◆ **WHAT THE EXERCISE ASKS**
What lines in the material hold the string "libevalhyd"? Return every one of them.

───── DATA FOR THIS TASK ─────

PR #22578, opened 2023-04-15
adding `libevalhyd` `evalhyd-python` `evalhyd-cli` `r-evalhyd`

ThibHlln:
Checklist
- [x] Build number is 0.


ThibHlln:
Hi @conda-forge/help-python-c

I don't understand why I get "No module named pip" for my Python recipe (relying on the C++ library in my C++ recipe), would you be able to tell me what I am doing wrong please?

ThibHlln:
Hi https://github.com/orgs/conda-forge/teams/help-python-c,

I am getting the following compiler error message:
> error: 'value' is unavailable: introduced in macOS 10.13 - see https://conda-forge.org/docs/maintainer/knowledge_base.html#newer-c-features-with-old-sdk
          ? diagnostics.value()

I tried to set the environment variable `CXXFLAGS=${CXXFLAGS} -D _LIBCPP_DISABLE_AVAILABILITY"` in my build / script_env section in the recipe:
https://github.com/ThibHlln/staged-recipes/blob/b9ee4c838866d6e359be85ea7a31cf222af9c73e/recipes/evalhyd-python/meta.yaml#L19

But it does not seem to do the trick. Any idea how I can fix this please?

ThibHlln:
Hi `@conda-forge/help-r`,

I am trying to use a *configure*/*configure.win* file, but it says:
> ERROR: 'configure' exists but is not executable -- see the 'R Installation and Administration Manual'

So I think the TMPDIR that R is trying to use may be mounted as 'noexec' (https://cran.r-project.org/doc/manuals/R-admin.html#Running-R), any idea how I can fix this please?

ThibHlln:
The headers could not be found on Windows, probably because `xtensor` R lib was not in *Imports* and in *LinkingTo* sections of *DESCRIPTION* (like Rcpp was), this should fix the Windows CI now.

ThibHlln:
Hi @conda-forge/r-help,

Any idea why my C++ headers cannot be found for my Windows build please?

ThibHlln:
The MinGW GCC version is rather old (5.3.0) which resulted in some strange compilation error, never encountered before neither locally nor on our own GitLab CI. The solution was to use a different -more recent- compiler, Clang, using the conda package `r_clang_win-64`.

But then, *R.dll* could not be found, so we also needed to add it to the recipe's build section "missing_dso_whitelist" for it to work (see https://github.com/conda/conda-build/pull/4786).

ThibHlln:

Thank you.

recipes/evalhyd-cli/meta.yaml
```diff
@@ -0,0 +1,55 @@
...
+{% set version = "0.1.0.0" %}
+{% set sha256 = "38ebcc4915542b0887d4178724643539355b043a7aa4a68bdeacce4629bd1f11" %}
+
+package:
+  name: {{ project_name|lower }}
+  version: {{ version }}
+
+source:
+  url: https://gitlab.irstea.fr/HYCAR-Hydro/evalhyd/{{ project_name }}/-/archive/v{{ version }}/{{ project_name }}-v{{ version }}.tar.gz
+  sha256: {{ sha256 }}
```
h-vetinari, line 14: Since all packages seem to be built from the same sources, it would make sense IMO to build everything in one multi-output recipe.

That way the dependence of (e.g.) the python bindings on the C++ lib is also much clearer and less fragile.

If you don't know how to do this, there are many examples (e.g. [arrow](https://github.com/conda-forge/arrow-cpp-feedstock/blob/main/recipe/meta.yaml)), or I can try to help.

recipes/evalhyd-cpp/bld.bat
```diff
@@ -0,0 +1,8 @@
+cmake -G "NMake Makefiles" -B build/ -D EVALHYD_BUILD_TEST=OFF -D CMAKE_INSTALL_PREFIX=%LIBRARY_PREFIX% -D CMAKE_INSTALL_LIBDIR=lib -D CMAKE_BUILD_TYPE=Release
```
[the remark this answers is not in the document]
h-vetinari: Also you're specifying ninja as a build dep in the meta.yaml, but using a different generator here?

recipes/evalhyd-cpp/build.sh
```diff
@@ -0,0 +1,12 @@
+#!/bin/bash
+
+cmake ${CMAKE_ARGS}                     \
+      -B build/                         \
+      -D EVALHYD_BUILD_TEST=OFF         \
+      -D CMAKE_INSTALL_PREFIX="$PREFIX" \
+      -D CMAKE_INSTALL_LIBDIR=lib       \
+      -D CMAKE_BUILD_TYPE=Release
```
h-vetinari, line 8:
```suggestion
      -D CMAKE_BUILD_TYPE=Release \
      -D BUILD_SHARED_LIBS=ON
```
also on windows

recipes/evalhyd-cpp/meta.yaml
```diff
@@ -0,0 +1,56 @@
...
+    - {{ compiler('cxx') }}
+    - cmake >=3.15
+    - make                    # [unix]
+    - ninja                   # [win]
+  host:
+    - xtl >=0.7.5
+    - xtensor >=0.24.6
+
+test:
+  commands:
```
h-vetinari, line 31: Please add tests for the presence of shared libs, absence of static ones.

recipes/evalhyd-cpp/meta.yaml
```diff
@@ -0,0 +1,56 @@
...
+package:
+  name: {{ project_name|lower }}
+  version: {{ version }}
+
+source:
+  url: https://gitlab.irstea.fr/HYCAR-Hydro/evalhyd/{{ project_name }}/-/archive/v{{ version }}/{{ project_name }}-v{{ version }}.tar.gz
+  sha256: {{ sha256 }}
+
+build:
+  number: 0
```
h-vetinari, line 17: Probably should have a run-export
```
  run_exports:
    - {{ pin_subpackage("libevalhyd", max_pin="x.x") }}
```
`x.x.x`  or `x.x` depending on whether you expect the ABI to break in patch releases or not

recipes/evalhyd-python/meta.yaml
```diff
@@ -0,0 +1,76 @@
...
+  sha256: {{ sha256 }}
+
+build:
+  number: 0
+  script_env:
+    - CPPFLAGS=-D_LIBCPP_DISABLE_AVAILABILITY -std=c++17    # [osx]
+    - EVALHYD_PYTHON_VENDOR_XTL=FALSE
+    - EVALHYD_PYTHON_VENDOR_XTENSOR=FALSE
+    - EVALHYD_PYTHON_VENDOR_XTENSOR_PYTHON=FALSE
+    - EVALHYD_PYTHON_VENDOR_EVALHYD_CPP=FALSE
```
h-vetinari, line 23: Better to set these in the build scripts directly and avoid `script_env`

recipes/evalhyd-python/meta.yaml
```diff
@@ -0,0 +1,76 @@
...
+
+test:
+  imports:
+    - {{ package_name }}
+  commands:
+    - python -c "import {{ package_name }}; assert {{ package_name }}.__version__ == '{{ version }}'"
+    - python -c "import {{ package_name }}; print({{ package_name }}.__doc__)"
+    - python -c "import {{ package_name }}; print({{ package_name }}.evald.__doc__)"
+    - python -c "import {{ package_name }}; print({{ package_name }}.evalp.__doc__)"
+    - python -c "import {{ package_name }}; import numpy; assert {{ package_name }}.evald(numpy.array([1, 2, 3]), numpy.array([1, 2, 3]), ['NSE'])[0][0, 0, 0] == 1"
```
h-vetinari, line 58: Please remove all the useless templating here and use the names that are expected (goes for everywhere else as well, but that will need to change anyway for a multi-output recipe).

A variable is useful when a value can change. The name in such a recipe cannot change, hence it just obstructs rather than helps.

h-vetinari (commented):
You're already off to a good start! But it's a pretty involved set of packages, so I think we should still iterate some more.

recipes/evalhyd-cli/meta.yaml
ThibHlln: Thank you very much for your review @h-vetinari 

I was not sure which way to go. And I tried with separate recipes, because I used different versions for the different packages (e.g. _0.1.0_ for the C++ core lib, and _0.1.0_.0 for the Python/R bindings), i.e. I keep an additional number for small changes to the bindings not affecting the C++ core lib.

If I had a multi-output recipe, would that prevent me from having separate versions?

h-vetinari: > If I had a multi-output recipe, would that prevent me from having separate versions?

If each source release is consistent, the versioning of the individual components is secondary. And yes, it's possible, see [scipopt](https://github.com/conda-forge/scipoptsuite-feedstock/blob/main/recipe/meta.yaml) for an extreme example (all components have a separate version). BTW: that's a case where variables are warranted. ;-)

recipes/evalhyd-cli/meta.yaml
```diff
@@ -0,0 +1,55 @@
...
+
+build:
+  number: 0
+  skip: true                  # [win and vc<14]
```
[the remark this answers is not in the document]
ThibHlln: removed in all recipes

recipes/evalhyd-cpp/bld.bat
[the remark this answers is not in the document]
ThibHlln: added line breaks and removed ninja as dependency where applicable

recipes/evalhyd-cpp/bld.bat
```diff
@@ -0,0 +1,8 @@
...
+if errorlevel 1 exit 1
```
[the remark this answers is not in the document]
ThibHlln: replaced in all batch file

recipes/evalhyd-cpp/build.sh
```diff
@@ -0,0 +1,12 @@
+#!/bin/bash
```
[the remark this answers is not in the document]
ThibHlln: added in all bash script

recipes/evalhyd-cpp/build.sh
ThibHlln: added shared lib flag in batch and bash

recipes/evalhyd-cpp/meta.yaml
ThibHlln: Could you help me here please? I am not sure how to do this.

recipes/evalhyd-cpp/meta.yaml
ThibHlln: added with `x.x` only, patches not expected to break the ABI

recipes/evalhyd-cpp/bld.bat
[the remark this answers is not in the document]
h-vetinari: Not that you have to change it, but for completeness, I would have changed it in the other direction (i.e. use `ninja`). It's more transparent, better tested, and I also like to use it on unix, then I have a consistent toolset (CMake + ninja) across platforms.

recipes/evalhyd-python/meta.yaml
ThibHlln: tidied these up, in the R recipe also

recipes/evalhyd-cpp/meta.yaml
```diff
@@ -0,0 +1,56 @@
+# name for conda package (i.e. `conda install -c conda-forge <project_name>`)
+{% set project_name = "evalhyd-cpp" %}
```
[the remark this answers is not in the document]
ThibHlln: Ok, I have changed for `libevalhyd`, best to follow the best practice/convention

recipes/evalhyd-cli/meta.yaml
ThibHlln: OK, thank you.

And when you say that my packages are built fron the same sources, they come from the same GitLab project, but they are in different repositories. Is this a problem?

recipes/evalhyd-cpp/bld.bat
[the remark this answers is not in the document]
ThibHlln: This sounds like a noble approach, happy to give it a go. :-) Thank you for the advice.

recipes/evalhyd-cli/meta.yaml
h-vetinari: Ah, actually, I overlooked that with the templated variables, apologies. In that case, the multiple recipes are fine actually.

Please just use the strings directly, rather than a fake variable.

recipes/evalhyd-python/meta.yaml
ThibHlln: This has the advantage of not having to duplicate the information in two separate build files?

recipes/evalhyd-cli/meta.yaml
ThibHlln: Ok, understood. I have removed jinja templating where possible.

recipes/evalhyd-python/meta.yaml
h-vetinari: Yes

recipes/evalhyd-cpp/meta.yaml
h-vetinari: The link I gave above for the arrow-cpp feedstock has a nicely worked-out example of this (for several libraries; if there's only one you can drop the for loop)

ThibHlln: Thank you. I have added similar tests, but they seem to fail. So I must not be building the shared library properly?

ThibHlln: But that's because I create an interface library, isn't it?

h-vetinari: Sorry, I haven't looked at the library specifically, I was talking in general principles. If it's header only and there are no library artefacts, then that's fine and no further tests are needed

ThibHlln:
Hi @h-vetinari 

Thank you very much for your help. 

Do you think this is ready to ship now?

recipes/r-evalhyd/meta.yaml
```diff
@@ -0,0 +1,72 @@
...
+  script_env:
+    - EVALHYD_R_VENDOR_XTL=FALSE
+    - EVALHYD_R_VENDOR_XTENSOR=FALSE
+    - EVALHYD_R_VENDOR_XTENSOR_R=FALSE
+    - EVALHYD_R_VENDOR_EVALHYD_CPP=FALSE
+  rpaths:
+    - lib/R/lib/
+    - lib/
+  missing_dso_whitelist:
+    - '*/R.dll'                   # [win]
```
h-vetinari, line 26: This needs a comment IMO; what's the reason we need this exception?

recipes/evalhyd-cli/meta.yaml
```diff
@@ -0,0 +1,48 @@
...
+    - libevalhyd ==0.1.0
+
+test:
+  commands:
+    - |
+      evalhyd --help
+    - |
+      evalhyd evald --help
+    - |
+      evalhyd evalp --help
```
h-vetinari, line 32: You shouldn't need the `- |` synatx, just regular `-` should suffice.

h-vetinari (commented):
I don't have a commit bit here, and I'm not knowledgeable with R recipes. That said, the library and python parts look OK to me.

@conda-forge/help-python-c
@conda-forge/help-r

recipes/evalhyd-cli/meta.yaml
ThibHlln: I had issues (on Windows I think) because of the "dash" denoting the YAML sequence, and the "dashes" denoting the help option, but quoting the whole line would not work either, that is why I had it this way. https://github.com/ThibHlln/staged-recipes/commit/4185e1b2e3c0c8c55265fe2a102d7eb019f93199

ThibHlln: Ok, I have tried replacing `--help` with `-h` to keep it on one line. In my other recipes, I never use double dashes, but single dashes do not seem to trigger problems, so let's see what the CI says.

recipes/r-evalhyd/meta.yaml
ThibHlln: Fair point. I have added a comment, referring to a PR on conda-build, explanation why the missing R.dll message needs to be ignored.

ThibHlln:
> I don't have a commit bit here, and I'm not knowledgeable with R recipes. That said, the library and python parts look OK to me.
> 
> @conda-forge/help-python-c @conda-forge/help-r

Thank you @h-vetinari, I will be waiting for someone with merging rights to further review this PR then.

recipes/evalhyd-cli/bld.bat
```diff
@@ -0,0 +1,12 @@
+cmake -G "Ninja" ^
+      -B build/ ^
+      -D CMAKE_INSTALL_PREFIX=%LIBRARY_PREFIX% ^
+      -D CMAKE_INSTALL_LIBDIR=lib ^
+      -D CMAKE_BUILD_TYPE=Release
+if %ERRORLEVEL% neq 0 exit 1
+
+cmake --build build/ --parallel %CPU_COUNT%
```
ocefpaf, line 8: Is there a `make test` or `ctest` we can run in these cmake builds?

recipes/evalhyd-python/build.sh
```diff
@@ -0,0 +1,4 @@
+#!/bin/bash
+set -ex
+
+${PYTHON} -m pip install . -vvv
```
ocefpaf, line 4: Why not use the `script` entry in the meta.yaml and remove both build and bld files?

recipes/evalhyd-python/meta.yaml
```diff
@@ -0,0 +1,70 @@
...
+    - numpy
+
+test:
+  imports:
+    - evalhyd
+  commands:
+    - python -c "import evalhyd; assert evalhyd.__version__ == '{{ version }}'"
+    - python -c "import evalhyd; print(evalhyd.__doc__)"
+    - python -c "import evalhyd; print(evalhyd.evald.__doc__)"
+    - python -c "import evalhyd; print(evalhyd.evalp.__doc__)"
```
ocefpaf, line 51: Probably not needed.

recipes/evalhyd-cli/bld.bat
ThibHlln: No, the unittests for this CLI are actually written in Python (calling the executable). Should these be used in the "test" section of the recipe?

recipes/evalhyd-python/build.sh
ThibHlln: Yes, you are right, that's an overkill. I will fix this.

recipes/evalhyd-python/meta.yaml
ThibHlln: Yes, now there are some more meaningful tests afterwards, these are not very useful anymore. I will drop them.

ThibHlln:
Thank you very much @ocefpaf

─────

◆ **WRITTEN SOLUTION**
adding `libevalhyd` `evalhyd-python` `evalhyd-cli` `r-evalhyd`
    - {{ pin_subpackage("libevalhyd", max_pin="x.x") }}
ThibHlln: Ok, I have changed for `libevalhyd`, best to follow the best practice/convention
+    - libevalhyd ==0.1.0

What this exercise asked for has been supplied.